» **SUPPLIED DATA**:
+ + + + + + +

PR #5041, opened 2026-05-26
pkg/store: skip containerd.user default for macOS aarch64

### LINKED ISSUE #5037: FillDefault enables containerd.user for macOS guests on aarch64 — nerdctl unnecessarily downloaded

## Root cause

```go
if y.Containerd.User == nil {
    switch *y.Arch {
    default:
    }
}
```

## Why it surfaced now

## Suggested fix

```go
if y.Containerd.User == nil {
    switch *y.Arch {
        } else {
        }
    default:
    }
}
```

## Workaround

```yaml
containerd:
  system: false
  user: false
```

## Environment

MD-Mushfiqur123:
Fixes #5037

### DIFF
--- a/hack/test-templates.sh
+++ b/hack/test-templates.sh
@@ -12,6 +12,14 @@ scriptdir="$(cd "$(dirname "${BASH_SOURCE[0]}")" && pwd)"
 # shellcheck source=common.inc.sh
 source "${scriptdir}/common.inc.sh"
 
+# Check required prerequisites before doing anything else
+for _cmd in limactl jq curl timeout diff perl; do
+	if ! command -v "$_cmd" &>/dev/null; then
+		ERROR "Required prerequisite not found: $_cmd"
+		exit 1
+	fi
+done
+
 if [ "$#" -ne 1 ]; then
 	ERROR "Usage: $0 FILE.yaml"
 	exit 1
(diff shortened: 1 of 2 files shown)


hack/test-templates.sh
```diff
@@ -12,6 +12,14 @@ scriptdir="$(cd "$(dirname "${BASH_SOURCE[0]}")" && pwd)"
...
 source "${scriptdir}/common.inc.sh"
 
+# Check required prerequisites before doing anything else
+for _cmd in limactl jq curl timeout diff perl; do
+	if ! command -v "$_cmd" &>/dev/null; then
+		ERROR "Required prerequisite not found: $_cmd"
+		exit 1
+	fi
+done
+
```
AkihiroSuda, line 22: Please remove irrelevant commit

MD-Mushfiqur123:
Friendly ping — this PR is ready for review. All CI checks are passing.

AkihiroSuda:
> Friendly ping — this PR is ready for review. All CI checks are passing.

No. DCO check is failing.

hack/test-templates.sh
AkihiroSuda: ping @MD-Mushfiqur123

AkihiroSuda:
Not mergeable as it contains an irrelevant commit
https://github.com/lima-vm/lima/pull/5041#discussion_r3304331940

AkihiroSuda (changes requested):
https://github.com/lima-vm/lima/pull/5041#issuecomment-4591365505

AkihiroSuda:
Merged:
- https://github.com/lima-vm/lima/pull/5090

+ + + + + + +

» **EXERCISE DESCRIPTION**: Write down only how many lines in the listing contain the word "test".

» **ANSWER AREA**: 4